Le conflit soudanais est passé d’un affrontement local à une crise régionale prolongée en raison de l’imbrication étroite des agendas des États régionaux influents. Les orientations de la politique étrangère de l’Égypte, de l’Arabie saoudite, du Qatar et de la Turquie constituent des facteurs déterminants dans la configuration actuelle de la scène soudanaise. Alors que ces pays cherchaient à protéger leurs intérêts vitaux dans la Corne de l’Afrique et en mer Rouge, leurs rôles, à la fois contradictoires et complémentaires, ont contribué à alimenter le conflit et à lui donner une profondeur temporelle considérable.

Égypte et Turquie : mise en place d’une ligne de défense militaire pour l’armée

L’Égypte et la Turquie ont compris très tôt qu’une victoire des factions armées non étatiques au Soudan menacerait leurs investissements et leurs accords de sécurité. L’Égypte a contribué à ouvrir ses frontières et ses aéroports afin de fournir des facilités techniques et d’assurer la maintenance des équipements militaires lourds de l’armée soudanaise, en plus d’une coordination sécuritaire de haut niveau destinée à protéger les zones stratégiques du nord et de l’est.

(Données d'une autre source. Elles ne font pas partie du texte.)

PR #489, opened 2019-05-16
Use Empress to render the Ember RFCs

mansona:
Howdy folks 👋 

This is not really an RFC, it is a proposed implementation change to how we currently "render" our RFCs. 

As it constitutes a reasonable change to the infrastructure, and will end up changing some URLs, I will format this PR in a similar way to a normal RFC so that I explain my motivations and why I think this is a good way forward.

## Summary

Currently we are using a technology called `mdbook` to render a website for reading Ember RFCs in a slightly better format than just reading Markdown files directly. This website https://emberjs.github.io/rfcs/ is linked as part of the description of this repo and I know that a few Core Team Members prefer to use these rendered pages when linking to RFCs from external sources.

I propose that we stop using `mdbook` and use some of the [Empress](https://github.com/empress) techniques to render these pages. As part of this move, I would like to also see the **official** URL of an RFC to move from https://emberjs.github.io/rfcs/0425-website-redesign.html to https://rfcs.emberjs.com/0425-website-redesign/. This would then be considered a stable URL and will require us to maintain redirects if we ever change them.

## Motivation

I think there are a number of benefits to this move: 

- we will have the official link of an RFC under an Ember-owned subdomain
- we will be using Ember to host important Ember infrastructure
- the user experience of this new implementation is significantly smoother (because it is a SPA with prember)
- embedded images will actually work in the new setup
- PRs to the RFC repo will come with a Netlify demo url, finally fixing the age-old problem of needing to link to a "rendered" Markdown 🎉
- when the Ember Website Redesign is complete we can also move to create a new design for the RFCs that uses the [ember-styleguide](https://github.com/ember-learn/ember-styleguide) because the implementation is in Ember
- we have the ability to create more structured data that essentially provides a consumable API for Ember RFCs with little to no effort

I have already deployed the contents of this PR to Netlify which you can see here: https://empress-rfcs.netlify.com/0425-website-redesign/. You will note that the embedded images are working (where they are not on the [corresponding page on the current setup](https://emberjs.github.io/rfcs/0425-website-redesign.html)) and as you navigate around the page you will see the experience is much smoother because you don't get the full page refresh.

## Detailed design

I will not go into an overly detailed design here as the work is already done (and you can check the repos for implementation details) and anyone who has been following my adventures in Empress will find this approach very familiar. I will lay out a brief architectural overview just so you can follow along. 

[Empress](https://github.com/empress) is a set of technologies and a particular approach for building content-based websites in Ember. It is not a single installable addon that does all this work, even though there are common elements. 

Empress is currently the technology that is powering the Ember Guides through [Guidemaker](https://github.com/empress/guidemaker) and [guidemaker-ember-template](https://github.com/ember-learn/guidemaker-ember-template). Currently the most used Empress project is [empress-blog](https://github.com/empress/empress-blog) which will eventually replace the technology powering the current Ember Blog with the [empress-blog-ember-template](https://github.com/ember-learn/empress-blog-ember-template). If you are interested in that work you can follow along on the [WIP PR on the ember-blog repo](https://github.com/ember-learn/ember-blog/pull/7)

The main benefit of Empress is that it allows you to effectively separate the content generation (through Markdown) and the implementation of the Ember application, and the implementation of templates and styles. As you will see from this PR there is next to no change to any of the existing files, you will see that I am adding an essentially empty Ember app with two key dependencies: 

- [rfc-process](https://github.com/empress/rfc-process)
- [rfc-process-mdbook-template](https://github.com/empress/rfc-process-mdbook-template)

these two addons work together to build the Markdown into the relevant JSON:API structure required for the app, construct the app routes required, and provide the templates and styling you see whey you visit the Netlify example url. I have opted to implement essentially a copy of the mdbook style for the first iteration so that we don't have too much change at once 😉 

When it comes to redesigning this RFC website it is a matter of creating a new template addon (`rfc-process-ember-template`) and then replacing the dependency in this repo once it is ready. This is a very well proven technique that is common across all Empress "products".

## Drawbacks

There is at least one drawback that I can see from this approach: 

### Existing links

As this will be changing the canonical link of each of the RFCs, any existing inbound links to the https://emberjs.github.io/rfcs/ website will be broken. 

Although this is clearly an important drawback it also supports my belief that it is paramount that we are in full control over the URLs and domains that we use for important projects like the Ember RFCs. We cannot just simply create a redirect rule because GitHub does not support server redirects (like a 301 HTTP redirect). 

#### Mitigation

The best way to mitigate this problem is to do a once-off job to generate html files that do client-side redirects in all of the same locations of existing links. For example, the https://emberjs.github.io/rfcs/0425-website-redesign.html page would be replaced with a html file that contains something like: 

```html
<p> this document has moved to https://rfcs.emberjs.com/0425-website-redesign/</p>
<p> you will get automatically redirected in 5 seconds</p>
```

There is an added benefit to this approach because we can also add a `<canonical>` meta tag pointing to the same location, which means we will be able to redirect at least a fraction of the SEO value of inbound links to the new location.

### DIFF
--- a/.travis.yml
+++ b/.travis.yml
@@ -1,17 +1,27 @@
-language: rust
+---
+language: node_js
+node_js:
+  - 12
+
+sudo: false
+dist: trusty
+
+addons:
+  chrome: stable
+
+cache:
+  directories:
+    - $HOME/.npm
+
+env:
+  global:
+    # See https://git.io/vdao3 for details.
+    - JOBS=1
+
+before_install:
+  - npm config set spin false
+
 script:
-  - rev=$(git rev-parse --short HEAD)
-  - (cargo install mdbook --vers 0.0.26 --force || true)
-  - ./generate-book.sh
-
-branches:
-  only:
-    - master
-
-deploy:
-  provider: pages
-  skip_cleanup: true
-  github_token: $GITHUB_TOKEN
-  local_dir: ./book/
-  on:
-    branch: master
+  - npm run lint:hbs
+  - npm run lint:js
+  - npm test
--- a/.editorconfig
+++ b/.editorconfig
@@ -1,0 +1,20 @@
+# EditorConfig helps developers define and maintain consistent
+# coding styles between different editors and IDEs
+# editorconfig.org
+
+root = true
+
+
+[*]
+end_of_line = lf
+charset = utf-8
+trim_trailing_whitespace = true
+insert_final_newline = true
+indent_style = space
+indent_size = 2
+
+[*.hbs]
+insert_final_newline = false
+
+[*.{diff,md}]
+trim_trailing_whitespace = false
--- a/.ember-cli
+++ b/.ember-cli
@@ -1,0 +1,9 @@
+{
+  /**
+    Ember CLI sends analytics information by default. The data is completely
+    anonymous, but there are times when you might want to disable this behavior.
+
+    Setting `disableAnalytics` to true will prevent any data from being sent.
+  */
+  "disableAnalytics": false
+}
--- a/.eslintignore
+++ b/.eslintignore
@@ -1,4 +1,6 @@
-# See https://help.github.com/ignore-files/ for more about ignoring files.
+# unconventional js
+/blueprints/*/files/
+/vendor/
 
 # compiled output
 /dist/
@@ -9,15 +11,8 @@
 /node_modules/
 
 # misc
-/.env*
-/.pnp*
-/.sass-cache
-/connect.lock
 /coverage/
-/libpeerconnection.log
-/npm-debug.log*
-/testem.log
-/yarn-error.log
+!.*
 
 # ember-try
 /.node_modules.ember-try/
--- a/.eslintrc.js
+++ b/.eslintrc.js
@@ -1,0 +1,42 @@
+module.exports = {
+  root: true,
+  parserOptions: {
+    ecmaVersion: 2017,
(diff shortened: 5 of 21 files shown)


rwjblue:
Thanks for working on this @mansona! I love it!!

.travis.yml
```diff
@@ -1,17 +1,27 @@
...
-  on:
-    branch: master
+env:
+  global:
+    # See https://git.io/vdao3 for details.
+    - JOBS=1
+
+before_install:
+  - npm config set spin false
+
```
kategengler: How does this deploy?

rwjblue:
We discussed this in todays core team call, and in general are absolutely in favor of the main goals/design here. The only concern was around colocating the Ember app in this repo along with the markdown content. Specifically, we are worried that the increased "PR noise" (dependabot or manual updates) will reduce the effectiveness of this repo as a way for our users to "watch" the discussion on future APIs.

@mansona - Have you considered this point already? It seems like there could be a few other ways to handle this to avoid that issue (e.g. separate repo for the app + git submodules, etc), what are the downsides there?

wagenet:
@mansona this seems like this needs a bit more work from you. Are you still interested in moving it forwards?

mansona:
Hey sorry I forgot this was still open. We have moved this in a new direction so it doesn't require anything to be committed to the RFC repo.

In fact "empress" is already being used to deploy the new https://rfcs.emberjs.com/ site 😉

La Turquie a renforcé cette orientation en assurant un approvisionnement continu en munitions et en technologies militaires modernes. Cette alliance non déclarée entre la technologie turque et la profondeur géopolitique égyptienne a mis un terme aux ambitions d’une victoire rapide des Forces de soutien rapide et a transformé les villes soudanaises en théâtres d’une guerre d’usure permanente.

Arabie saoudite et Qatar : gestion de la crise entre aide humanitaire et légitimité politique

De leur côté, les initiatives saoudiennes et qataries ont constitué le cadre politique et financier qui a aidé les parties à supporter le coût considérable de la guerre.

Le rôle saoudien s’est caractérisé par l’adoption d’une stratégie consistant à ménager les deux camps afin de préserver ses investissements considérables sur le littoral de la mer Rouge. En parrainant les négociations sans imposer de véritables sanctions aux parties violant les accords, les trêves humanitaires saoudiennes se sont transformées en « pauses pour les combattants », permettant aux parties de reprendre leur souffle et de redistribuer leurs forces et leurs équipements.

Le Qatar a apporté un soutien financier direct et indirect par l’intermédiaire de ses institutions humanitaires et économiques, tout en accueillant des figures politiques soudanaises qui ont contribué à façonner un discours médiatique favorable à la légitimité de l’institution militaire. Cette situation a renforcé la polarisation politique intérieure et régionale et compliqué la tâche de toute initiative de paix globale.

L’interaction constante entre l’armement turc, le soutien logistique égyptien, le parapluie politique qatari et les manœuvres de négociation saoudiennes montre comment le Soudan est devenu victime de politiques d’internationalisation de la crise. Chaque État contribue, par ses propres moyens, à empêcher l’effondrement de la partie qu’il privilégie, ce qui implique la poursuite des combats pour une durée indéterminée.